The performance results of the Strategic Growth composite are calculated by linking the asset-weighted quarterly returns of the Alliance Large Cap Growth composite for the period 1979 through 2000 with those of Strategic Growth thereafter. The quarterly asset-weighted returns are geometrically linked to calculate cumulative and/or annualized rates of return for various periods. Alliance Large Cap Growth differs from Strategic Growth, which is offered exclusively to clients of the Bernstein Investment Research and Management unit of Alliance Capital Management L.P., in that, among other things, Strategic Growth offers tax management and may contain fewer stocks.

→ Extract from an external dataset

PR #2055, opened 2021-02-14
Implement text_field for corpus.corpus()

### LINKED ISSUE #2017: Add text_field to corpus.corpus
If `text_field` is specified in `corpus.corpus()`, the corresponding field in docvars should be the texts.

Alliance Large Cap Growth Composite Methodology (1979-2000) – Monthly market values include income accruals and reflect the daily weighting of cash flows. The Alliance Large Cap Growth composite results are asset-weighted on a monthly basis. The quarterly composite performance figures are computed by linking the monthly returns, resulting in a time-weighted rate of return. The composite includes fee-paying discretionary tax-exempt accounts with assets over $10 million not subject to significant investment restrictions imposed by clients. The composite includes the equity segment of balanced accounts. In these equity portfolios, the asset-allocation mix is generally determined by client guidelines and cash flows are allocated in accordance with these guidelines. Fee structures exclude accounts with performance-based fee arrangements. Net-of-fee performance figures reflect the compounding effect of such fees.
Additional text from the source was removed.